TASK DIRECTIONS >> The answer must be an exact transcription of every record.
++++++++++
PR #3000, opened 2024-06-21
New Source: HuggingFace

joeleonjr:
### Description:
This PR adds HuggingFace as a new source. Users will have the ability to scan a HF model, dataset or space. A HF token is required for all scans except basic `git` scans of a public model, dataset or space. That means all org/user enumeration, discussions/PR enumeration,  private scanning, etc. requires a token. Tokens are free and rate limiting doesn't seem to come into play when using the API.

I added a couple test files: one to address the client functionality (since there is no golang HF package) and one to address the scanning logic. Coverage is pretty high on both, but not perfect.

### Checklist:


pkg/sources/huggingface/client.go
```diff
@@ -0,0 +1,214 @@
...
+		HTTPClient: &http.Client{
+			Timeout: timeout,
+		},
+	}
+}
+
+// get makes a GET request to the Hugging Face API
+// Note: not addressing rate limit, since it seems very permissive. (ex: "If \
+// your account suddenly sends 10k requests then you’re likely to receive 503")
+func (c *HFClient) get(ctx context.Context, url string, target interface{}) error {
```
rgmz, line 136: `any` is preferred to `interface{}` now. It could also be a generic `T`.

pkg/sources/huggingface/client.go
```diff
@@ -0,0 +1,214 @@
...
+
+	req.Header.Set("Authorization", "Bearer "+c.APIKey)
+
+	resp, err := c.HTTPClient.Do(req)
+	if err != nil {
+		return fmt.Errorf("failed to make request to HuggingFace API: %w", err)
+	}
+	defer resp.Body.Close()
+
+	return json.NewDecoder(resp.Body).Decode(target)
```
rgmz, line 153: HuggingFace's API doesn't have the best documentation, but I believe there's a rate limit indicated by a 429 response.

https://discuss.huggingface.co/t/hugging-face-api-rate-limits/16746/6

pkg/sources/huggingface/client.go
zricethezav: >  any is preferred to interface{} now. It could also be a generic T.

Embrace tradition. `interface{}` for life

joeleonjr: soooo... leave it? change it? lol

zricethezav: I'm saying leave it but if one of the other engineers has a strong opinion the other way then we can reconsider.

pkg/sources/huggingface/huggingface.go
```diff
@@ -0,0 +1,757 @@
...
+
+	filteredModelsCache   *filteredRepoCache
+	filteredSpacesCache   *filteredRepoCache
+	filteredDatasetsCache *filteredRepoCache
+
+	repoInfoCache repoInfoCache
+
+	git *git.Git
+
+	// scanOptMu   sync.Mutex // protects the scanOptions
```
zricethezav, line 72: same here, delete if not needed

rgmz:
Some public resources require sharing your information before you can view them. Idk if this is something that can be handled programmatically.
image

```
2024-06-26T19:08:35-04:00       error   trufflehog      failed to fetch model   {"organization": "ibm", "model": "https://huggingface.co/ibm/testing-patchtst_etth1_forecast.git", "error": "access is restricted."}
2024-06-26T19:08:40-04:00       error   trufflehog      failed to fetch model   {"model": "https://huggingface.co/ibm/testing-patchtst_etth1_forecast.git", "error": "access is restricted."}
```

joeleonjr:
> Some public resources require sharing your information before you can view them. Idk if this is something that can be handled programmatically, or at least logged/documented. image
> 
> ```
> 2024-06-26T19:08:35-04:00       error   trufflehog      failed to fetch model   {"organization": "ibm", "model": "https://huggingface.co/ibm/testing-patchtst_etth1_forecast.git", "error": "access is restricted."}
> 2024-06-26T19:08:40-04:00       error   trufflehog      failed to fetch model   {"model": "https://huggingface.co/ibm/testing-patchtst_etth1_forecast.git", "error": "access is restricted."}
> ```
> 
> Addendum: Git LFS support (in the future) would be a tremendous benefit for Huggingface. The nature of the platform means there's lots of large files hosted external to Git.
> 
> e.g., https://huggingface.co/dmis-lab/biobert-v1.1/blob/main/flax_model.msgpack

I attempted to handle that with the “access is restricted” message. What did you envision?

Also, completely agree on LFS. But that’s a much bigger endeavor.

rgmz:
> I attempted to handle that with the “access is restricted” message. What did you envision?

To me, "access is restricted" implies that you _can't_ access those models. You _can_, you just need to click an "I agree" button. A call to action would make this clearer; the language in HuggingFace's prompt is perfect, actually.

Does the API have a specific error code or message for "you must share your contact information"?

joeleonjr:
> https://huggingface.co/ibm/testing-patchtst_etth1_forecast

I hear what you're saying

> > I attempted to handle that with the “access is restricted” message. What did you envision?
> 
> To me, "access is restricted" implies that you _can't_ access those models. You _can_, you just need to click an "I agree" button. A call to action would make this clearer; the language in HuggingFace's prompt is perfect, actually.
> 
> Does the API have a specific error code or message for "you must share your contact information"?

I hear what you're saying. The challenge is there are situations where you have to wait for an org to approve your request. The error message is the same for both types: `{"error":"Access to model ibm/testing-patchtst_etth1_forecast is restricted. You must be authenticated to access it."}` So afaik there's no easy/reliable way to differentiate between models that require a simple click vs. waiting for admin approval. Also, not sure if we'd want to click the agree button on behalf of user's accounts.

rgmz:
> Does the API have a specific error code or message for "you must share your contact information"?

It turns out that the API contains a property for gated models (`"gated": "auto" | true | false,`), however, you can't see that until you have access. 😩

> The error message is the same for both types: {"error":"Access to model ibm/testing-patchtst_etth1_forecast is restricted. You must be authenticated to access it."}

That's only for unauthenticated requests. There seem to be three different types of errors.

1. It's private and you don't have access
```
HTTP/2 404
{"error":"Repository not found"}
```

2. It's gated and your request isn't authenticated or auth is invalid
```sh
# For some reason, excluding the 
$ curl -i "https://huggingface.co/api/models/meta-llama/Meta-Llama-3-8B" -H "Authorization: Bearer hf_fake"
HTTP/2 401

{"error":"Access to model meta-llama/Meta-Llama-3-8B is restricted. You must be authenticated to access it."}
```

3. It's gated and your request is authenticated.
```sh
$ curl -i "https://huggingface.co/api/models/meta-llama/Meta-Llama-3-8B" -H "Authorization: Bearer $TOKEN"
HTTP/2 403

{"error":"Access to model meta-llama/Meta-Llama-3-8B is restricted and you are not in the authorized list. Visit https://huggingface.co/meta-llama/Meta-Llama-3-8B to ask for access."}
```

joeleonjr:
> ```shell
> and you are not in the authorized list
> ```

Just pushed a change so 403 error msgs will provide more clear information. 401s will result in an "API Key is Invalid" type error message. Lmk if you think that language is sufficient.

pkg/sources/huggingface/huggingface.go
```diff
@@ -0,0 +1,745 @@
...
+
+	return repoInfo.visibility
+}
+
+// Chunks emits chunks of bytes over a channel.
+func (s *Source) Chunks(ctx context.Context, chunksChan chan *sources.Chunk, targets ...sources.ChunkingTarget) error {
+	// If targets are provided, we're only scanning the data in those targets.
+	// Otherwise, we're scanning all data.
+	// This allows us to only scan the commit where a vulnerability was found.
+	// if len(targets) > 0 {
```
zricethezav, line 344: @joeleonjr remove commented code

zricethezav:
@joeleonjr PR looking good, one thing that did stand out is if you give the `./trufflehog huggingface` command with no arguments the program will continue and give users a false sense of scanning something. We need to check to make sure if at least one of `model, space, dataset, org, user` is set

joeleonjr:
> @joeleonjr PR looking good, one thing that did stand out is if you give the `./trufflehog huggingface` command with no arguments the program will continue and give users a false sense of scanning something. We need to check to make sure if at least one of `model, space, dataset, org, user` is set

Done. I followed the same logic used for GitHub.

zricethezav (approved):
Fantastic work! @joeleonjr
++++++++++
EXERCISE OUTPUT >>
PR #3000, opened 2024-06-21
New Source: HuggingFace

joeleonjr:
### Description:
This PR adds HuggingFace as a new source. Users will have the ability to scan a HF model, dataset or space. A HF token is required for all scans except basic `git` scans of a public model, dataset or space. That means all org/user enumeration, discussions/PR enumeration,  private scanning, etc. requires a token. Tokens are free and rate limiting doesn't seem to come into play when using the API.

I added a couple test files: one to address the client functionality (since there is no golang HF package) and one to address the scanning logic. Coverage is pretty high on both, but not perfect.

### Checklist:


pkg/sources/huggingface/client.go
```diff
@@ -0,0 +1,214 @@
...
+		HTTPClient: &http.Client{
+			Timeout: timeout,
+		},
+	}
+}
+
+// get makes a GET request to the Hugging Face API
+// Note: not addressing rate limit, since it seems very permissive. (ex: "If \
+// your account suddenly sends 10k requests then you’re likely to receive 503")
+func (c *HFClient) get(ctx context.Context, url string, target interface{}) error {
```
rgmz, line 136: `any` is preferred to `interface{}` now. It could also be a generic `T`.

pkg/sources/huggingface/client.go
```diff
@@ -0,0 +1,214 @@
...
+
+	req.Header.Set("Authorization", "Bearer "+c.APIKey)
+
+	resp, err := c.HTTPClient.Do(req)
+	if err != nil {
+		return fmt.Errorf("failed to make request to HuggingFace API: %w", err)
+	}
+	defer resp.Body.Close()
+
+	return json.NewDecoder(resp.Body).Decode(target)
```
rgmz, line 153: HuggingFace's API doesn't have the best documentation, but I believe there's a rate limit indicated by a 429 response.

https://discuss.huggingface.co/t/hugging-face-api-rate-limits/16746/6

pkg/sources/huggingface/client.go
zricethezav: >  any is preferred to interface{} now. It could also be a generic T.

Embrace tradition. `interface{}` for life

joeleonjr: soooo... leave it? change it? lol

zricethezav: I'm saying leave it but if one of the other engineers has a strong opinion the other way then we can reconsider.

pkg/sources/huggingface/huggingface.go
```diff
@@ -0,0 +1,757 @@
...
+
+	filteredModelsCache   *filteredRepoCache
+	filteredSpacesCache   *filteredRepoCache
+	filteredDatasetsCache *filteredRepoCache
+
+	repoInfoCache repoInfoCache
+
+	git *git.Git
+
+	// scanOptMu   sync.Mutex // protects the scanOptions
```
zricethezav, line 72: same here, delete if not needed

rgmz:
Some public resources require sharing your information before you can view them. Idk if this is something that can be handled programmatically.
image

```
2024-06-26T19:08:35-04:00       error   trufflehog      failed to fetch model   {"organization": "ibm", "model": "https://huggingface.co/ibm/testing-patchtst_etth1_forecast.git", "error": "access is restricted."}
2024-06-26T19:08:40-04:00       error   trufflehog      failed to fetch model   {"model": "https://huggingface.co/ibm/testing-patchtst_etth1_forecast.git", "error": "access is restricted."}
```

joeleonjr:
> Some public resources require sharing your information before you can view them. Idk if this is something that can be handled programmatically, or at least logged/documented. image
> 
> ```
> 2024-06-26T19:08:35-04:00       error   trufflehog      failed to fetch model   {"organization": "ibm", "model": "https://huggingface.co/ibm/testing-patchtst_etth1_forecast.git", "error": "access is restricted."}
> 2024-06-26T19:08:40-04:00       error   trufflehog      failed to fetch model   {"model": "https://huggingface.co/ibm/testing-patchtst_etth1_forecast.git", "error": "access is restricted."}
> ```
> 
> Addendum: Git LFS support (in the future) would be a tremendous benefit for Huggingface. The nature of the platform means there's lots of large files hosted external to Git.
> 
> e.g., https://huggingface.co/dmis-lab/biobert-v1.1/blob/main/flax_model.msgpack

I attempted to handle that with the “access is restricted” message. What did you envision?

Also, completely agree on LFS. But that’s a much bigger endeavor.

rgmz:
> I attempted to handle that with the “access is restricted” message. What did you envision?

To me, "access is restricted" implies that you _can't_ access those models. You _can_, you just need to click an "I agree" button. A call to action would make this clearer; the language in HuggingFace's prompt is perfect, actually.

Does the API have a specific error code or message for "you must share your contact information"?

joeleonjr:
> https://huggingface.co/ibm/testing-patchtst_etth1_forecast

I hear what you're saying

> > I attempted to handle that with the “access is restricted” message. What did you envision?
> 
> To me, "access is restricted" implies that you _can't_ access those models. You _can_, you just need to click an "I agree" button. A call to action would make this clearer; the language in HuggingFace's prompt is perfect, actually.
> 
> Does the API have a specific error code or message for "you must share your contact information"?

I hear what you're saying. The challenge is there are situations where you have to wait for an org to approve your request. The error message is the same for both types: `{"error":"Access to model ibm/testing-patchtst_etth1_forecast is restricted. You must be authenticated to access it."}` So afaik there's no easy/reliable way to differentiate between models that require a simple click vs. waiting for admin approval. Also, not sure if we'd want to click the agree button on behalf of user's accounts.

rgmz:
> Does the API have a specific error code or message for "you must share your contact information"?

It turns out that the API contains a property for gated models (`"gated": "auto" | true | false,`), however, you can't see that until you have access. 😩

> The error message is the same for both types: {"error":"Access to model ibm/testing-patchtst_etth1_forecast is restricted. You must be authenticated to access it."}

That's only for unauthenticated requests. There seem to be three different types of errors.

1. It's private and you don't have access
```
HTTP/2 404
{"error":"Repository not found"}
```

2. It's gated and your request isn't authenticated or auth is invalid
```sh
# For some reason, excluding the 
$ curl -i "https://huggingface.co/api/models/meta-llama/Meta-Llama-3-8B" -H "Authorization: Bearer hf_fake"
HTTP/2 401

{"error":"Access to model meta-llama/Meta-Llama-3-8B is restricted. You must be authenticated to access it."}
```

3. It's gated and your request is authenticated.
```sh
$ curl -i "https://huggingface.co/api/models/meta-llama/Meta-Llama-3-8B" -H "Authorization: Bearer $TOKEN"
HTTP/2 403

{"error":"Access to model meta-llama/Meta-Llama-3-8B is restricted and you are not in the authorized list. Visit https://huggingface.co/meta-llama/Meta-Llama-3-8B to ask for access."}
```

joeleonjr:
> ```shell
> and you are not in the authorized list
> ```

Just pushed a change so 403 error msgs will provide more clear information. 401s will result in an "API Key is Invalid" type error message. Lmk if you think that language is sufficient.

pkg/sources/huggingface/huggingface.go
```diff
@@ -0,0 +1,745 @@
...
+
+	return repoInfo.visibility
+}
+
+// Chunks emits chunks of bytes over a channel.
+func (s *Source) Chunks(ctx context.Context, chunksChan chan *sources.Chunk, targets ...sources.ChunkingTarget) error {
+	// If targets are provided, we're only scanning the data in those targets.
+	// Otherwise, we're scanning all data.
+	// This allows us to only scan the commit where a vulnerability was found.
+	// if len(targets) > 0 {
```
zricethezav, line 344: @joeleonjr remove commented code

zricethezav:
@joeleonjr PR looking good, one thing that did stand out is if you give the `./trufflehog huggingface` command with no arguments the program will continue and give users a false sense of scanning something. We need to check to make sure if at least one of `model, space, dataset, org, user` is set

joeleonjr:
> @joeleonjr PR looking good, one thing that did stand out is if you give the `./trufflehog huggingface` command with no arguments the program will continue and give users a false sense of scanning something. We need to check to make sure if at least one of `model, space, dataset, org, user` is set

Done. I followed the same logic used for GitHub.

zricethezav (approved):
Fantastic work! @joeleonjr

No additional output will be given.